Data excerpts:

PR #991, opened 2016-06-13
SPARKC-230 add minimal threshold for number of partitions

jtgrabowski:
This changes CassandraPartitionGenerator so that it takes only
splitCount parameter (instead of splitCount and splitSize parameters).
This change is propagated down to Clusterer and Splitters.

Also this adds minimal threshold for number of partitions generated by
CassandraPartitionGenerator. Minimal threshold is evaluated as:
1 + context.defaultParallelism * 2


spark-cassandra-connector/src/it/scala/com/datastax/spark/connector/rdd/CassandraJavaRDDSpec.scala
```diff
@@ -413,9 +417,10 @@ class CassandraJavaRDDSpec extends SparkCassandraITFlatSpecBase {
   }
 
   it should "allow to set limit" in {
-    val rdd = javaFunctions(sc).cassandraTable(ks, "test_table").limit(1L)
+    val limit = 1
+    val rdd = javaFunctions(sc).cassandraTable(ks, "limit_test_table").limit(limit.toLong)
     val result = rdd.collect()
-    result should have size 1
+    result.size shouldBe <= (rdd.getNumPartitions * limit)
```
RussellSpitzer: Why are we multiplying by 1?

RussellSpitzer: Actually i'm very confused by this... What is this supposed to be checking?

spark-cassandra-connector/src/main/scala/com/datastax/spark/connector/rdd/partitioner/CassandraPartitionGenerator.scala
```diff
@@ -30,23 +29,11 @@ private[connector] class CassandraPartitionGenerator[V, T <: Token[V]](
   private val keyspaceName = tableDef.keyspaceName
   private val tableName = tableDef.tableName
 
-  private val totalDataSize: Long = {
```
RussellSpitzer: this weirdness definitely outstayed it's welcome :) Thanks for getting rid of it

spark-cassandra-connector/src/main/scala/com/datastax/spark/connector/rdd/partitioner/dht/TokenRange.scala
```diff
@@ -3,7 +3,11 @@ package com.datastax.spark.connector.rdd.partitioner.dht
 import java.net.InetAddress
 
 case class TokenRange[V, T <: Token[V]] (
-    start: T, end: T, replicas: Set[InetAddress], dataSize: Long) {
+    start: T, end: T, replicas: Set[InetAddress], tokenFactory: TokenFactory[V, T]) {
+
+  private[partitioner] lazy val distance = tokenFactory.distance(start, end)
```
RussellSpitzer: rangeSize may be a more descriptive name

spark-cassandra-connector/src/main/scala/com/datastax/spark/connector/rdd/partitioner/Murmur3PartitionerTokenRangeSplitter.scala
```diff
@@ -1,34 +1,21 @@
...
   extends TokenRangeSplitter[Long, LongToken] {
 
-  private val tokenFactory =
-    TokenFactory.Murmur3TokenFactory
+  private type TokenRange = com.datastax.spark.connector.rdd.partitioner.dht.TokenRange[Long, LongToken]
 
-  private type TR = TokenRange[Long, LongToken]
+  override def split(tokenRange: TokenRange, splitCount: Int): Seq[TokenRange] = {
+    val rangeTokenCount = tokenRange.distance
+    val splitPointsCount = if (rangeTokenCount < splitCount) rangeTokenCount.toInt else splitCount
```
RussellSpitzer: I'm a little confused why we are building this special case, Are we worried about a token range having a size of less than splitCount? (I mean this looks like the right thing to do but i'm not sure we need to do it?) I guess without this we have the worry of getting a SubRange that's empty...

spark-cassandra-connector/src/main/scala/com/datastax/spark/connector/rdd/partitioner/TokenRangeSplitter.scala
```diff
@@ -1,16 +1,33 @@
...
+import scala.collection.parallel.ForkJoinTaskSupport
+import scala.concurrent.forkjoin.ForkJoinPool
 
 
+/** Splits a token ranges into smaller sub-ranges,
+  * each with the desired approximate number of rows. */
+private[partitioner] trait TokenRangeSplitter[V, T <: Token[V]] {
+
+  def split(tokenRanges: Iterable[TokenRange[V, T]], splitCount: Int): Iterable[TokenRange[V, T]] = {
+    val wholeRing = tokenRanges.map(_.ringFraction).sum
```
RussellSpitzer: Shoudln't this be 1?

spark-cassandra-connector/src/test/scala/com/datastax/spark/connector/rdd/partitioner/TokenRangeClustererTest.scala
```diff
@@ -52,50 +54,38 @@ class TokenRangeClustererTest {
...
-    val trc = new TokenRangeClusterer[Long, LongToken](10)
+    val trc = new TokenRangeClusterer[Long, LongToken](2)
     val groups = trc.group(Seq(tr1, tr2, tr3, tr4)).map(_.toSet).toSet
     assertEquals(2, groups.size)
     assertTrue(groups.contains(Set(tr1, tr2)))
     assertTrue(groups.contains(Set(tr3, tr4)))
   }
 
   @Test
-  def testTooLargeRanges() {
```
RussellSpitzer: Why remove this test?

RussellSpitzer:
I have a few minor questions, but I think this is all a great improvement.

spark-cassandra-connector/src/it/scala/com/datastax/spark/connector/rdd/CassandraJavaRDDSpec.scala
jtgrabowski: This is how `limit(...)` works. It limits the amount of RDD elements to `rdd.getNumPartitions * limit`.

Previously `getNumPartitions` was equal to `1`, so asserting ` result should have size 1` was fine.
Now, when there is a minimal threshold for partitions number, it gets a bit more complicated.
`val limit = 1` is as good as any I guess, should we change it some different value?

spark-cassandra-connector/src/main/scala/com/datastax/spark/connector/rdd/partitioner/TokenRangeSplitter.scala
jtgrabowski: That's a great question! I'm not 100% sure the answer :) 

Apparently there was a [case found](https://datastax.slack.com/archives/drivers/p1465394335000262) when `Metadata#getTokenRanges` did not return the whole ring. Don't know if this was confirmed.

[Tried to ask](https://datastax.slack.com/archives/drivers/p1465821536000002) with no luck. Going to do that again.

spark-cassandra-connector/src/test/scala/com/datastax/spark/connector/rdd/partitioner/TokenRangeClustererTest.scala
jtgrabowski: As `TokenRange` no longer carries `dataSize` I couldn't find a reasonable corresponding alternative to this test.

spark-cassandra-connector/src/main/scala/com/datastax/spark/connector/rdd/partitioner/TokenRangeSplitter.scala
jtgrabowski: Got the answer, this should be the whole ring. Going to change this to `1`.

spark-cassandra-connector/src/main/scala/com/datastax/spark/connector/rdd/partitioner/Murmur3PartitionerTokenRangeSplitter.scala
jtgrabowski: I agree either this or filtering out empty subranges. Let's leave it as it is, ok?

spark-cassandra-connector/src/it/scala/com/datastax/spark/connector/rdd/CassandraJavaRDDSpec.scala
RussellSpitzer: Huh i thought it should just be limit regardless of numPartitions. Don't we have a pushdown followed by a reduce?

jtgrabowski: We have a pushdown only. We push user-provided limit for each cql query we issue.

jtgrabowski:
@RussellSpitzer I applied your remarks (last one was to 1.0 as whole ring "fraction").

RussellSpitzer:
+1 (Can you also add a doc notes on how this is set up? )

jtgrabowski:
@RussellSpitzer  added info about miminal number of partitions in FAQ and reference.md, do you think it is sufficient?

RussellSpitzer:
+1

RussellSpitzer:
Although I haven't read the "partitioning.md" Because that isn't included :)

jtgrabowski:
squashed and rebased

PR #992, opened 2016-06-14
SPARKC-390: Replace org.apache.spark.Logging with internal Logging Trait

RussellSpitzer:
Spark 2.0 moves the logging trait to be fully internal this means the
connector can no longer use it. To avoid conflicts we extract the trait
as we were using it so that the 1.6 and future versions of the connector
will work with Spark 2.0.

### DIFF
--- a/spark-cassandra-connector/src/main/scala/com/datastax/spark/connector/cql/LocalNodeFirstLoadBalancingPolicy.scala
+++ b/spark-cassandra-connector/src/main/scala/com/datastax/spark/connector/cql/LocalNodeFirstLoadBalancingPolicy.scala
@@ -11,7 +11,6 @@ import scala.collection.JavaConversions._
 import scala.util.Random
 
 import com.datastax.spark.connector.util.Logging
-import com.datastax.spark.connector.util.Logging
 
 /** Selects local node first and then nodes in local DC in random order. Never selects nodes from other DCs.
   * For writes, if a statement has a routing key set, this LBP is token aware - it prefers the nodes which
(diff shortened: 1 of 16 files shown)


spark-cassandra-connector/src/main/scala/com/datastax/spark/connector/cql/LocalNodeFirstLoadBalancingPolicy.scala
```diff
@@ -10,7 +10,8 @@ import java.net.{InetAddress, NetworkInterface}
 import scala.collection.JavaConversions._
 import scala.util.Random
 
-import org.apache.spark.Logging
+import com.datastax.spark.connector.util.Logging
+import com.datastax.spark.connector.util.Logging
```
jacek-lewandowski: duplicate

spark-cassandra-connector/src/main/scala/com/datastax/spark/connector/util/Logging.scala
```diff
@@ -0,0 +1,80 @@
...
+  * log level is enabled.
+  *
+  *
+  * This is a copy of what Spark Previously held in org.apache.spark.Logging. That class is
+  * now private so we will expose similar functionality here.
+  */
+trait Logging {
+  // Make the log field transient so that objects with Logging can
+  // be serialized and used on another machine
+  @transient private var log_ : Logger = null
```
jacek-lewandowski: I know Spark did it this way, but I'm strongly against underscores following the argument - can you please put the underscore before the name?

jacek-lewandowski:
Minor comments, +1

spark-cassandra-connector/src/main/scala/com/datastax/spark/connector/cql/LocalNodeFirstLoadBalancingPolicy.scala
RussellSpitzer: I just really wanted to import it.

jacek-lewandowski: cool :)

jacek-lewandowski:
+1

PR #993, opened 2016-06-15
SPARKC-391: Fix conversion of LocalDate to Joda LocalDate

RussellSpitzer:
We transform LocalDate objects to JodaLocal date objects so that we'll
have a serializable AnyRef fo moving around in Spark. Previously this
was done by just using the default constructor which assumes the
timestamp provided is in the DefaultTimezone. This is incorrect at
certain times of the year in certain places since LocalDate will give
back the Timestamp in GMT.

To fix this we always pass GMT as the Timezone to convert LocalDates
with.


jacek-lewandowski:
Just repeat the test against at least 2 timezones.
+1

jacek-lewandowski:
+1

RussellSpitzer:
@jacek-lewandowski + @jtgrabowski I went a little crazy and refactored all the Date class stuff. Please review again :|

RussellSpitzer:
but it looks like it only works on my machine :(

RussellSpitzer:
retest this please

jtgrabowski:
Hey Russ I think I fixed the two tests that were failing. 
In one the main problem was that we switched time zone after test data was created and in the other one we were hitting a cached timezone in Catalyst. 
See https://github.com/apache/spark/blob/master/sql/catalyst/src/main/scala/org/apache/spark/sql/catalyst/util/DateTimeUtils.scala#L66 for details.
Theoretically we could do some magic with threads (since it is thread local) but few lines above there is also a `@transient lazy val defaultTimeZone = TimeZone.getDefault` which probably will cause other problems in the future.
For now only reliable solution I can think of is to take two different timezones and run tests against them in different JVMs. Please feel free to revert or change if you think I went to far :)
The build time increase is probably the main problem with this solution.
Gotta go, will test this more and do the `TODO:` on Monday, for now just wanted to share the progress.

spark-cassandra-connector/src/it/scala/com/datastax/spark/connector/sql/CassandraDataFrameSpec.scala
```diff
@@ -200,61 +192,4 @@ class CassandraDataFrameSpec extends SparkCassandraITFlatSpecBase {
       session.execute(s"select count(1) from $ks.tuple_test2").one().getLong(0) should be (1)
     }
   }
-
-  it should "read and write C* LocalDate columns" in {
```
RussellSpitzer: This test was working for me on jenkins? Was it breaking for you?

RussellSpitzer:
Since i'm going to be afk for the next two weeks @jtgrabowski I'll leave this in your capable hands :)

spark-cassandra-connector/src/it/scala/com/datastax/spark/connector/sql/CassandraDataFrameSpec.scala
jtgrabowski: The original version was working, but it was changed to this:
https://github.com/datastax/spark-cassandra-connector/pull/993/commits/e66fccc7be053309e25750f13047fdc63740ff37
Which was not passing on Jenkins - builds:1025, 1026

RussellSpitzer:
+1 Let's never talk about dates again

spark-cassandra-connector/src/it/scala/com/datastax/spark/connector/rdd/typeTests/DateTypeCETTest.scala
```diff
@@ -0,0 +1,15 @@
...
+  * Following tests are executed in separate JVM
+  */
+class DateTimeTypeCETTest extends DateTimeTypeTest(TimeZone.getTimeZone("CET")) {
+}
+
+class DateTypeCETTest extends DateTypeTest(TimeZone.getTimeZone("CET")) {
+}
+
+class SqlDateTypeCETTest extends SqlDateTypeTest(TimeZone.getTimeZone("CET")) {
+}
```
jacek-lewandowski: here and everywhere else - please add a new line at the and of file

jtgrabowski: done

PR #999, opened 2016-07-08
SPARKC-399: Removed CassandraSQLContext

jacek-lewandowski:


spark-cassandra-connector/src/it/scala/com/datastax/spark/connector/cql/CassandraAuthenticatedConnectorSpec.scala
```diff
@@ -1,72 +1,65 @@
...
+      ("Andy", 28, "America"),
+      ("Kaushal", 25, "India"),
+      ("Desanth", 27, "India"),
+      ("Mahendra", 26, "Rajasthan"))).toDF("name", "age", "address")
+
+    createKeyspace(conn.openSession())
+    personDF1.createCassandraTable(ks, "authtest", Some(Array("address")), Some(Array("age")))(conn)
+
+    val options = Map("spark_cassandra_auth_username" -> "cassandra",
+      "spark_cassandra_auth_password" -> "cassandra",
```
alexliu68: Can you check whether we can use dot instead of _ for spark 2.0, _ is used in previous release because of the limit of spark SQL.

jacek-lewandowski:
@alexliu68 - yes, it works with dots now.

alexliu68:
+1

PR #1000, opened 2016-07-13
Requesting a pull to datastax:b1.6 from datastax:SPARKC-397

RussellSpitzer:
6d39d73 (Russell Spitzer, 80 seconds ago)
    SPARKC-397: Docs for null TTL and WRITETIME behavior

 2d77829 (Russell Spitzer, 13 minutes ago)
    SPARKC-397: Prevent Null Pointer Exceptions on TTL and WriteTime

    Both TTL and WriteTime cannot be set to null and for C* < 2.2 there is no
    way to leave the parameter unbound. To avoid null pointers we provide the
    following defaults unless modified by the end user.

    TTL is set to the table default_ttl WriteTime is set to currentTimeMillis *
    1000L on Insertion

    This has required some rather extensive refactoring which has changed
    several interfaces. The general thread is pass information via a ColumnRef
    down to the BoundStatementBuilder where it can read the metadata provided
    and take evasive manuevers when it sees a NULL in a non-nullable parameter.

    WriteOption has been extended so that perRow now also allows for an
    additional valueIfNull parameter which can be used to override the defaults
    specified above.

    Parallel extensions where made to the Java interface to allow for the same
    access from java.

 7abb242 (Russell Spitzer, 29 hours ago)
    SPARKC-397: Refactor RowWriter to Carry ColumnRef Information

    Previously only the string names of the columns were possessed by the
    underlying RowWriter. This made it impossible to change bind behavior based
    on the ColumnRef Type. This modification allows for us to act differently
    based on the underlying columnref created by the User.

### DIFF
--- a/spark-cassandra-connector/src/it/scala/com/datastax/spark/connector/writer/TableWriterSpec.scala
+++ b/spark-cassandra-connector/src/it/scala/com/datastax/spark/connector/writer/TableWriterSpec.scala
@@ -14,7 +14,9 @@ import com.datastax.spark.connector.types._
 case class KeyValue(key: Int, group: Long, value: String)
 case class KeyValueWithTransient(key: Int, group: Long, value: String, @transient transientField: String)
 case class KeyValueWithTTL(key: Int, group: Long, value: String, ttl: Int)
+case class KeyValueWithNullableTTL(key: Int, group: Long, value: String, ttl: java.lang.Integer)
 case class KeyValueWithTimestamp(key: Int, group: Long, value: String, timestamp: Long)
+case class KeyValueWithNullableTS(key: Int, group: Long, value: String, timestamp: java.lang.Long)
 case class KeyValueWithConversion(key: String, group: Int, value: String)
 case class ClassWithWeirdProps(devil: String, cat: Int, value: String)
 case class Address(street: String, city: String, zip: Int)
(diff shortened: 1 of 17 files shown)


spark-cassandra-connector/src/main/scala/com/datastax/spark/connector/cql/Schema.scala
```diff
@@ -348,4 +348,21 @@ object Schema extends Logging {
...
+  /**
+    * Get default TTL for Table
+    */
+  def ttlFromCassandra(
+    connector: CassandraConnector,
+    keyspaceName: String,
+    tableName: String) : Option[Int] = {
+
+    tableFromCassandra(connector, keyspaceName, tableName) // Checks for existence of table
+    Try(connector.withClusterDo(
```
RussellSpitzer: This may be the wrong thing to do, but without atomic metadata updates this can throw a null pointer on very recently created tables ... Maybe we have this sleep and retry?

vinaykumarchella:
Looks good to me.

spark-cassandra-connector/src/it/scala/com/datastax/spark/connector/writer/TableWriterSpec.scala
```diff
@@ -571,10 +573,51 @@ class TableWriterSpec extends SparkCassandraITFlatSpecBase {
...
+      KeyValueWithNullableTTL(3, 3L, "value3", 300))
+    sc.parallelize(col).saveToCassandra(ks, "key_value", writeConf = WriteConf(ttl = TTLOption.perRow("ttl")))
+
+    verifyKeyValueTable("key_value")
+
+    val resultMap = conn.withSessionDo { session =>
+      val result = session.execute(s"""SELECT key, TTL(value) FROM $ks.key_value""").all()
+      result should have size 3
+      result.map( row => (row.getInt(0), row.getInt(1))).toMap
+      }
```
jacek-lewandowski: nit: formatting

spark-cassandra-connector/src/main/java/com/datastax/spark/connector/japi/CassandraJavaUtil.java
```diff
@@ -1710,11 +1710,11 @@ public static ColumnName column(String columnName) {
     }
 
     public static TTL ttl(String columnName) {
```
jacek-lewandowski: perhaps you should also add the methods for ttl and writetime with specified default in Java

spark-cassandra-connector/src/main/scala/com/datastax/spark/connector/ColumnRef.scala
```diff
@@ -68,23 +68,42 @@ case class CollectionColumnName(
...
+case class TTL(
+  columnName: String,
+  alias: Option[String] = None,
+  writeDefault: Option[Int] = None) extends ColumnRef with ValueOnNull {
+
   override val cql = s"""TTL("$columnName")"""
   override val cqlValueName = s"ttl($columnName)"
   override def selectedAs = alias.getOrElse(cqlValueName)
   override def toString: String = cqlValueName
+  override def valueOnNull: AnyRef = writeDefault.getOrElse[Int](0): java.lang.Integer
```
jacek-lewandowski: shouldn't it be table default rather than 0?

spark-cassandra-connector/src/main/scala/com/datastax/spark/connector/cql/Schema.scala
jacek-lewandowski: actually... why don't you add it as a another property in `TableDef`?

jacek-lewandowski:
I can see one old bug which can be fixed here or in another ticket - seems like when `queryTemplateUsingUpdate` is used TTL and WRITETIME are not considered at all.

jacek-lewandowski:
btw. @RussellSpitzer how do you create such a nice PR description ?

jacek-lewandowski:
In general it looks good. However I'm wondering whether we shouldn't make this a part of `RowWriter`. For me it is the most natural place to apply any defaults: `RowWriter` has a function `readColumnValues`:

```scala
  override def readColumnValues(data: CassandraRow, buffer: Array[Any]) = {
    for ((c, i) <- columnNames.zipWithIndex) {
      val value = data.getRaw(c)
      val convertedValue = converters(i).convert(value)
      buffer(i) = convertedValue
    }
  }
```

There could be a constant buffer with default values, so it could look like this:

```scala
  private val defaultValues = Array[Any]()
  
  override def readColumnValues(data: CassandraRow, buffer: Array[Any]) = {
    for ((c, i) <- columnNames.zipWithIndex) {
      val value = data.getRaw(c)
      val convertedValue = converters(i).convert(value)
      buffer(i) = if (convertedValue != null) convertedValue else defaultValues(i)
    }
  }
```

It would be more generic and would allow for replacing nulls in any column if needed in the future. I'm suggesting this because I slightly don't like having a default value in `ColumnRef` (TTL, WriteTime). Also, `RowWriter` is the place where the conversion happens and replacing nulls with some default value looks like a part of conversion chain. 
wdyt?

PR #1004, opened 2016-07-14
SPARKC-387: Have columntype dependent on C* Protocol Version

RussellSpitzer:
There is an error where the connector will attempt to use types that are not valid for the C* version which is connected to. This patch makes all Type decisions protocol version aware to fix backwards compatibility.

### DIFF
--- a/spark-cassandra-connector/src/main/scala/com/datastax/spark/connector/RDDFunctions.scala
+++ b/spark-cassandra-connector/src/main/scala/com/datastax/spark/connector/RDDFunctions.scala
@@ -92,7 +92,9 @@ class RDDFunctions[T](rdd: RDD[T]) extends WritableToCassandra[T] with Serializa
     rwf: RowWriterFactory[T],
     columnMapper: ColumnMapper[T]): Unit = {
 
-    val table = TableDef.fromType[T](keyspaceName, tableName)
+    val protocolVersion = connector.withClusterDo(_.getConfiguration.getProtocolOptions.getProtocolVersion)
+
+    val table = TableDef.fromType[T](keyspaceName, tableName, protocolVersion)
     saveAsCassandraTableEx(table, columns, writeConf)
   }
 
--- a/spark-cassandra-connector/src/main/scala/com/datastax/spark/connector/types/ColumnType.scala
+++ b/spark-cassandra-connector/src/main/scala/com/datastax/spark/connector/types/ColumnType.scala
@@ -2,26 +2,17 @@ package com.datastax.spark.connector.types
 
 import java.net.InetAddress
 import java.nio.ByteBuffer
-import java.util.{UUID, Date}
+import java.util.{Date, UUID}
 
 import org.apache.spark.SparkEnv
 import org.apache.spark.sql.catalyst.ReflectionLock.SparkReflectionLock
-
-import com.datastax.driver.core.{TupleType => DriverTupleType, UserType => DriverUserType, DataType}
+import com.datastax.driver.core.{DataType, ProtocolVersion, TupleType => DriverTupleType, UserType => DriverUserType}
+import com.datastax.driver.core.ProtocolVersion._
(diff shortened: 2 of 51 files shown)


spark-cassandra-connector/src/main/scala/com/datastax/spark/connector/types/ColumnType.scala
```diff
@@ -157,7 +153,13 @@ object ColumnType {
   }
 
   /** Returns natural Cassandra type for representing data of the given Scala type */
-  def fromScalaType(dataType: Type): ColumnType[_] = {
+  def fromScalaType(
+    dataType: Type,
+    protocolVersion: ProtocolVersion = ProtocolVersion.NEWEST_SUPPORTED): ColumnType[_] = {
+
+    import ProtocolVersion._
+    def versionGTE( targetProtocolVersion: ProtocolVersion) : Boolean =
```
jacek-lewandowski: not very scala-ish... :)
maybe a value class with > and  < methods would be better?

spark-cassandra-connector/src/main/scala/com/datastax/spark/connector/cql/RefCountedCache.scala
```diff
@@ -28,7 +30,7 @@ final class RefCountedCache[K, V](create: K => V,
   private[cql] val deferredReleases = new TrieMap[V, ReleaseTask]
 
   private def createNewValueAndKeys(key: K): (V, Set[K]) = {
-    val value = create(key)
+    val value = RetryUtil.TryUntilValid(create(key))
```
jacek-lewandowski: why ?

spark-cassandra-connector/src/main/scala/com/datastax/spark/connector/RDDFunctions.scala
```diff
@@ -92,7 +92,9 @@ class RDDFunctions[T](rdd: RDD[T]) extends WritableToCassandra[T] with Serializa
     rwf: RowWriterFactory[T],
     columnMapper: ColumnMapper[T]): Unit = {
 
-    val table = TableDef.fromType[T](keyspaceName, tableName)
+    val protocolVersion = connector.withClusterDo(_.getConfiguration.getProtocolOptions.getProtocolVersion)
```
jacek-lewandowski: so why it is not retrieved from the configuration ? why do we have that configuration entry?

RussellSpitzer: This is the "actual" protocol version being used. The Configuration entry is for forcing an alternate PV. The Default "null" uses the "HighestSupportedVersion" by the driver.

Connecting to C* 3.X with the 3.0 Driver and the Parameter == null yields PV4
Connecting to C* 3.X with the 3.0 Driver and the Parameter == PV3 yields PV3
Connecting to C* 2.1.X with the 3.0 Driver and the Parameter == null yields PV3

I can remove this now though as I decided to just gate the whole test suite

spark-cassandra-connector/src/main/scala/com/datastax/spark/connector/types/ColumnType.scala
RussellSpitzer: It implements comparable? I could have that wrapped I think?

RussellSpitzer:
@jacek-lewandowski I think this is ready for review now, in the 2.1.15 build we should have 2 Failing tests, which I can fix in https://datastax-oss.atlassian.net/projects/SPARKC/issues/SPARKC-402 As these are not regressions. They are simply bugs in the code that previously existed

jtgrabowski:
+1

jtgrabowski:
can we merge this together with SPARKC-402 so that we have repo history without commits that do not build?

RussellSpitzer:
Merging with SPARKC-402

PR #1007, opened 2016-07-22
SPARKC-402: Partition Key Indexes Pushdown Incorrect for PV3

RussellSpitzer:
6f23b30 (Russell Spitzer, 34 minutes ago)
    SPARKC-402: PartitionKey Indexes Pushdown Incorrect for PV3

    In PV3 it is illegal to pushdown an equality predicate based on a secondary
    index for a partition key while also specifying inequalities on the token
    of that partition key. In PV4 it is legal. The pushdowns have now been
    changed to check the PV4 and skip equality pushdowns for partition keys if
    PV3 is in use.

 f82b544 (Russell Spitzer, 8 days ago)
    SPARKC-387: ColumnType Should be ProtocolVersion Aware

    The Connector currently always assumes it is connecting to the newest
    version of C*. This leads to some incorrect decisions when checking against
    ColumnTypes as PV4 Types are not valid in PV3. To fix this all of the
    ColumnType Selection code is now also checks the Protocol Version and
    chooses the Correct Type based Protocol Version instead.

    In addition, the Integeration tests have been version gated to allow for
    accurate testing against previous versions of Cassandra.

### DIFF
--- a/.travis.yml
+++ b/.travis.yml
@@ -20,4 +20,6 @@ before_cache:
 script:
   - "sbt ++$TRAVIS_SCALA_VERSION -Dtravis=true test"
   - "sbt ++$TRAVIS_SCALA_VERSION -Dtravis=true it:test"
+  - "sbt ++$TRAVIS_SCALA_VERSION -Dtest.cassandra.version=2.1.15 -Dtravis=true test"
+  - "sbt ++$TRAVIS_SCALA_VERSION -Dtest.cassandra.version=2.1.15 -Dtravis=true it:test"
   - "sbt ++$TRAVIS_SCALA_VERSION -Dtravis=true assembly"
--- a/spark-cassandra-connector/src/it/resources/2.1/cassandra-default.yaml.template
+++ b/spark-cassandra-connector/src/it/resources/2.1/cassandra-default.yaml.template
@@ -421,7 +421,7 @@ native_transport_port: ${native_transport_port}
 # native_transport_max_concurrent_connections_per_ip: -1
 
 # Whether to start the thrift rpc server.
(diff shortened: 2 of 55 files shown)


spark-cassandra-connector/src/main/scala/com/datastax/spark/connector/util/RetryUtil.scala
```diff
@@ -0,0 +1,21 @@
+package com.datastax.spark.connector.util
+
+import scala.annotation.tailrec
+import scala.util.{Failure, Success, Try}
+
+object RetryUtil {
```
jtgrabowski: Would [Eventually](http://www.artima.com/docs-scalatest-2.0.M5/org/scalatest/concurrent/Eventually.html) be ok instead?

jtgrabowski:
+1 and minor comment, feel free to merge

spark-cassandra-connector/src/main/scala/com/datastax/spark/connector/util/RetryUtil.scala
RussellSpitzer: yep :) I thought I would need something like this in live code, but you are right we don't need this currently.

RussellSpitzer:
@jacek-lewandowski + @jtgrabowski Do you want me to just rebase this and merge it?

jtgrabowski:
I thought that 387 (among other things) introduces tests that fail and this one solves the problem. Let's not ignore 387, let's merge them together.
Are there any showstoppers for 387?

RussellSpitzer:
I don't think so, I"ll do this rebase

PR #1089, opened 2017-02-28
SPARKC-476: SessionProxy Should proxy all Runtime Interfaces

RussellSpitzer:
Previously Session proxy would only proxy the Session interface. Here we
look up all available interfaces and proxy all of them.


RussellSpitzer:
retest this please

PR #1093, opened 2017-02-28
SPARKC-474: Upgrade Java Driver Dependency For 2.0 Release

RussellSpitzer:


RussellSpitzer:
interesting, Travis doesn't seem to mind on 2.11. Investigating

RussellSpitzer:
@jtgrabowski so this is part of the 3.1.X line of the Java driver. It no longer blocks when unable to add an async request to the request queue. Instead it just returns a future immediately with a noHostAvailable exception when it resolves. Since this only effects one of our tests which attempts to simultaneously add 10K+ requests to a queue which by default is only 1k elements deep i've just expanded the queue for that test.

- What is expected -
Report each line of the data that includes the string "writeDefault".

- Solution below -
+  writeDefault: Option[Int] = None) extends ColumnRef with ValueOnNull {
+  override def valueOnNull: AnyRef = writeDefault.getOrElse[Int](0): java.lang.Integer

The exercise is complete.